BEGIN Entries supplied
PR #171, opened 2026-04-03
feat: add a byte batcher processor

schmikei:
### Proposed Change

This PR introduces a new bytebatcher processor that batches telemetry before the next component in the pipeline, similar in role to the core [batch processor](https://github.com/open-telemetry/opentelemetry-collector/tree/main/processor/batchprocessor), but with a different batching signal.

The batch processor primarily bounds batches by item count and timeout. bytebatcher bounds batches by an estimated serialized size of each payload (using pdata’s protobuf marshaling sizer as a proxy for “size on the wire”) and by a configurable flush interval. Whichever threshold is hit first triggers a flush.

Some notes before full enablement and I'm still testing:

If the downstream consumer returns an error on flush, the batch is not retried (to avoid duplicate export); the failure is currently logged and the batch is dropped. I haven't seen this on my initial testing but this component needs more backpressure testing

Defaults:

- `bytes`: 1MiB
- `flush_interval`: 1s

Validated in local/testing environments; additional load and backpressure testing are planned

##### Checklist
- [ ] Changes are tested
- [ ] CI has passed


dyl10s:
I spent some time yesterday looking into this. From my initial understanding, this is using the same measuring strategy as the `exporterhelper`. I will put some time on your calendar when you get back from vacation so you can help me understand the goals of this processor.

schmikei:
Closing as unplanned for now

PR #173, opened 2026-04-06
feat(azureblobpollingreceiver): add glob support and blob format config

DanQUlXOTE:
### Proposed Change
Adds two enhancements to the Azure Blob Polling Receiver:

**Glob support for `root_folder`**
- `root_folder` now accepts glob patterns (e.g., `linux/*`, `logs-*/app`) to match
multiple virtual directory prefixes
- Uses Azure's hierarchy listing API to resolve glob patterns into concrete prefixes at
poll time
- Non-glob values continue to work as before with no behavior change

**`blob_format` config for NDJSON and raw text parsing**
- New `blob_format` config option with three values: `otlp` (default), `json` (NDJSON),
and `text` (raw text)
- `json` format parses newline-delimited JSON, creating one log record per line
- `text` format creates one log record per blob with the raw content as the body
- Adds `NDJSONLogsConsumer` and `TextLogsConsumer` to the `blobconsume` package
- Fixes a bug where failed `FromRaw` calls in the NDJSON consumer could leave orphaned
empty records in the output

##### Checklist
- [x] Changes are tested
- [x] CI has passed


internal/azureblob/blob_client.go
```diff
@@ -99,6 +122,14 @@ func (a *AzureClient) StreamBlobs(ctx context.Context, container string, prefix
 			return
 		}
 
+		pageNumber++
+		blobsInPage := len(resp.Segment.BlobItems)
+		totalStreamed += blobsInPage
+		a.logger.Info("Azure API page received",
```
Caleb-Hurshman: Between this and all the other logging added in this PR, these receivers will become a lot noisier. This could/should be a debug level log.

receiver/azureblobpollingreceiver/receiver.go
```diff
@@ -308,47 +332,119 @@ func (r *pollingReceiver) pullBlobs(ctx context.Context, startingTime, endingTim
...
+
+	if len(matched) == 0 {
+		r.logger.Warn("Glob pattern matched zero directories, no blobs will be scanned",
+			zap.String("root_folder", r.cfg.RootFolder),
+			zap.String("static_prefix", staticPrefix),
+			zap.Int("candidates", len(prefixes)))
+		return []string{}
+	}
+
+	r.logger.Info("Glob expanded root_folder",
```
Caleb-Hurshman: Another log message that could be debug level.

receiver/azureblobpollingreceiver/receiver.go
```diff
@@ -83,13 +87,30 @@ func newLogsReceiver(id component.ID, logger *zap.Logger, cfg *Config, nextConsu
 	}
 
 	r.supportedTelemetry = pipeline.SignalLogs
-	r.consumer = blobconsume.NewLogsConsumer(nextConsumer)
+
+	switch cfg.BlobFormat {
+	case BlobFormatJSON:
+		logger.Info("Using NDJSON blob format consumer")
```
Caleb-Hurshman: All 3 of these can be debug level

receiver/azureblobpollingreceiver/receiver.go
```diff
@@ -416,16 +517,21 @@ blobLoop:
...
 		}
 	}
 
 	r.wg.Wait()
 
-	if err := r.makeCheckpoint(ctx); err != nil {
-		r.logger.Error("Error while saving checkpoint", zap.Error(err))
-	}
+	processed := int(processedBlobCount.Load())
+	r.logger.Info("Batch processing summary",
```
Caleb-Hurshman: This was a debug log before, we should keep it that way.

internal/blobconsume/text_consumer_test.go
```diff
@@ -0,0 +1,48 @@
...
+}
+
+func Test_rawTextLogsConsumer_EmptyContent(t *testing.T) {
+	sink := &consumertest.LogsSink{}
+	con := NewRawTextLogsConsumer(sink)
+
+	err := con.Consume(context.Background(), []byte(""))
+	require.NoError(t, err)
+
+	require.Equal(t, 1, sink.LogRecordCount())
```
Caleb-Hurshman: The NDJSON test returns 0 for the test where `Consume(context.Background(), []byte(""))` is called. This should probably match that pattern so we don't send empty logs.

internal/blobconsume/ndjson_consumer.go
```diff
@@ -0,0 +1,97 @@
...
+	scopeLogs := resourceLogs.ScopeLogs().AppendEmpty()
+	logRecords := scopeLogs.LogRecords()
+
+	now := pcommon.NewTimestampFromTime(time.Now())
+	lines := bytes.Split(entityContent, []byte("\n"))
+	skipped := 0
+
+	for i, line := range lines {
+		line = bytes.TrimSpace(line)
+		if len(line) == 0 {
```
Caleb-Hurshman, line 58: This is what I mentioned in text_consumer_test.go, the NDJSON consumer properly skips empty lines.

receiver/azureblobpollingreceiver/README.md
```diff
@@ -1,3 +1,7 @@
+> [!WARNING]
+> **This component has been migrated to [bindplane-otel-contrib](https://github.com/observiq/bindplane-otel-contrib/tree/main/receiver/azureblobpollingreceiver).**
+> This module is retained for reference and will be removed after September 2026.
```
Caleb-Hurshman: This warning is no longer needed in this repo.

receiver/azureblobpollingreceiver/README.md
```diff
@@ -69,6 +73,62 @@ This prevents duplicate processing of blobs and ensures data continuity across c
...
+
+| Format | Description                                                                                                                                                                          |
+| ------ | ------------------------------------------------------------------------------------------------------------------------------------------------------------------------------------ |
+| `otlp` | (Default) OTLP JSON format. Blobs are unmarshaled using the standard OpenTelemetry `plog.JSONUnmarshaler`. Use this when blobs were written by the Azure Blob Exporter.             |
+| `json` | Newline-delimited JSON (NDJSON). Each line is parsed as a JSON object and becomes a separate log record with the parsed object as the body. Malformed lines are skipped with a warning. |
+| `text` | Raw text. The entire blob content is set as the body of a single log record.                                                                                                        |
+
+`json` and `text` are only supported on **logs** pipelines. Metrics and traces pipelines only support `otlp`.
```
Caleb-Hurshman: It would be nice to check this value against `telemetry_type` in the Validate() method to catch this earlier.

receiver/azureblobpollingreceiver/receiver.go
```diff
@@ -308,47 +332,119 @@ func (r *pollingReceiver) pullBlobs(ctx context.Context, startingTime, endingTim
...
+	}
+
+	staticPrefix, globPattern := splitGlobPrefix(r.cfg.RootFolder)
+
+	prefixes, err := r.azureClient.ListPrefixes(ctx, r.cfg.Container, staticPrefix)
+	if err != nil {
+		r.logger.Warn("Failed to list prefixes for glob expansion, falling back to literal root_folder",
+			zap.String("root_folder", r.cfg.RootFolder),
+			zap.Error(err))
+		return []string{r.cfg.RootFolder}
```
Caleb-Hurshman: To clarify, this will just return the literal string representation of the glob pattern? This seems like it will not be useful for matching any real glob, unless it's common to have a glob named something like `"linux/*"`.

Caleb-Hurshman: We should either return an error here, skip the poll, or fall back to static_prefix instead.

Caleb-Hurshman (changes requested):

internal/azureblob/blob_client.go
DanQUlXOTE: Changed to Debug

receiver/azureblobpollingreceiver/receiver.go
DanQUlXOTE: Changed to Debug

receiver/azureblobpollingreceiver/receiver.go
DanQUlXOTE: Changed to Debug

receiver/azureblobpollingreceiver/receiver.go
DanQUlXOTE: Changed to Debug

internal/blobconsume/text_consumer_test.go
DanQUlXOTE: updated

receiver/azureblobpollingreceiver/receiver.go
DanQUlXOTE: Changed to Static_prefix fallback

receiver/azureblobpollingreceiver/README.md
DanQUlXOTE: Checking in Validate() now

Caleb-Hurshman (approved):
LGTM ✅

receiver/azureblobpollingreceiver/receiver.go
```diff
@@ -308,47 +344,121 @@ func (r *pollingReceiver) pullBlobs(ctx context.Context, startingTime, endingTim
...
+
+	if !isGlobPattern(r.cfg.RootFolder) {
+		return []string{r.cfg.RootFolder}
+	}
+
+	staticPrefix, globPattern := splitGlobPrefix(r.cfg.RootFolder)
+
+	prefixes, err := r.azureClient.ListPrefixes(ctx, r.cfg.Container, staticPrefix)
+	if err != nil {
+		r.logger.Warn("Failed to list prefixes for glob expansion, falling back to static prefix",
```
Caleb-Hurshman: Let's bump this up to an error log to make it more visible. With NSG containers, this fallback could get expensive. Consider making this fallback opt-in to avoid users getting caught off guard by this behavior.

receiver/azureblobpollingreceiver/path_parser.go
```diff
@@ -72,8 +72,11 @@ func parseWithPlaceholders(blobPath, pattern string) (*time.Time, error) {
 		i += end + 1
 	}
 
-	// Compile and match the regex
-	re, err := regexp.Compile("^" + regexPattern)
+	// Compile and match the regex. The pattern is intentionally not anchored
```
Caleb-Hurshman: This is good for NSG logs, but we should protect against this when the user doesn't have a root_folder.
If the root_folder trimming matches something, we can relax the parsing.
If it didn't, add the anchor back.

Caleb-Hurshman (commented):
A couple of smaller comments

receiver/azureblobpollingreceiver/receiver.go
DanQUlXOTE: Good call - both points addressed in 517d016b.

- Log level bumped from `Warn` to `Error` on the ListPrefixes failure path.
- Fallback is now opt-in via a new `fallback_on_glob_failure` config (default `false`). When left at the default, a ListPrefixes failure logs the error and the poll lists nothing for that cycle, so we don't silently fall back to scanning under a broad static prefix. Set to `true` to keep the previous fallback behavior.

README updated to document the new field and the rationale.

receiver/azureblobpollingreceiver/path_parser.go
DanQUlXOTE: Done in 517d016b.

`parseTimeFromPattern` now takes an `anchored bool`. `trimMatchedRoot` returns `(string, bool)` indicating whether a root prefix was actually stripped. In `shouldProcessBlob`, we pass `anchored = !rootTrimmed`:

- When a `root_folder` (or glob expansion of it) matches and is trimmed, the pattern is matched unanchored against the remainder — this is the NSG case.
- When nothing was trimmed (no `root_folder` configured, or no match), the pattern keeps the original `^` anchor, so we don't accidentally match the time segment in arbitrary positions in the path.

New test covers both: NSG-style path with trimmed root parses successfully, and the same shape with no root configured rejects with `does not match pattern`.

Caleb-Hurshman (approved):
Awesome ✅ 
Thanks for iterating

PR #174, opened 2026-04-06
feat(`restapireceiver`): Add config fingerprint to checkpoint

Caleb-Hurshman:
### Proposed Change

Update the REST API receiver's checkpointing logic to use a config fingerprint to track changes to the configuration to determine whether to use the checkpoint values or not.
The driver of this was a user running the receiver with storage enabled, then configuring a new `initial_timestamp` to limit the data, but not having that `initial_timestamp` be picked up because of the existing checkpoint.

Only certain fields are used to compute the checkpoint fingerprint:
- url
- initial_timestamp
- pagination_mode

This PR will need an update once #138 is merged (Edit: Updated)

##### Checklist
- [x] Changes are tested
- [ ] CI has passed


receiver/restapireceiver/receiver.go
```diff
@@ -147,7 +191,33 @@ func (b *baseReceiver) adjustPollInterval(result pollResult) {
...
+// receiver fetches. When any of these fields change between runs, a stored checkpoint
+// is no longer valid because it tracks pagination state for a different query.
+//
+// Included fields: URL, and the full pagination config (mode, field names, initial_timestamp, etc.).
+// Excluded fields: auth credentials (same query, different creds), poll intervals (timing only),
+// headers, storage ID, response format/field, and metrics config.
+func configFingerprint(cfg *Config) string {
+	// Marshal the pagination config to get a stable representation of all its fields.
+	// This automatically captures any new fields added to PaginationConfig in the future.
+	paginationBytes, err := jsoniter.Marshal(cfg.Pagination)
```
eKuG: Does this mean changing page_size (e.g.,from 100 to 200) would invalidate the checkpoint and force a full re-fetch?

eKuG: `jsoniter.Marshal` on a struct with a stable field order should be deterministic in practice, but this is an implicit contract. If someone adds a `map[string]any` field to `PaginationConfig` in the future, map iteration order is non-deterministic in Go and the fingerprint would randomly change.

eKuG (changes requested):

eKuG:
Very small clarifying questions on `configFingerprint`

receiver/restapireceiver/receiver.go
Caleb-Hurshman: 1. Currently yes, that would be treated as a new query. I'll already have to update the logic once the timestamp parameters are changed by my other PR, so I can also make the fields more granular at that point.

2. This is true. What is your suggestion? I can add a comment to the pagination config struct, or were you imagining something more concrete?

eKuG: I guess adding a comment would be fine for now.

eKuG (approved):

PR #177, opened 2026-04-06
feat: Expand OCSF `int` coercion

dyl10s:
### Proposed Change

Windows events contain a lot of hex strings for numbers. Previously, these would not be converted correctly. This change adds support for the type coercion to convert hex strings (see tests).

##### Checklist
- [x] Changes are tested
- [x] CI has passed


justinianvoss22 (approved):
Looks good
END Entries supplied
What to work on. Everything from the line with "DanQUlXOTE: Good call" through the line with "now takes an" in the listing above must be retyped exactly, with nothing added.

Answer to this problem.
DanQUlXOTE: Good call - both points addressed in 517d016b.

- Log level bumped from `Warn` to `Error` on the ListPrefixes failure path.
- Fallback is now opt-in via a new `fallback_on_glob_failure` config (default `false`). When left at the default, a ListPrefixes failure logs the error and the poll lists nothing for that cycle, so we don't silently fall back to scanning under a broad static prefix. Set to `true` to keep the previous fallback behavior.

README updated to document the new field and the rationale.

receiver/azureblobpollingreceiver/path_parser.go
DanQUlXOTE: Done in 517d016b.

`parseTimeFromPattern` now takes an `anchored bool`. `trimMatchedRoot` returns `(string, bool)` indicating whether a root prefix was actually stripped. In `shouldProcessBlob`, we pass `anchored = !rootTrimmed`:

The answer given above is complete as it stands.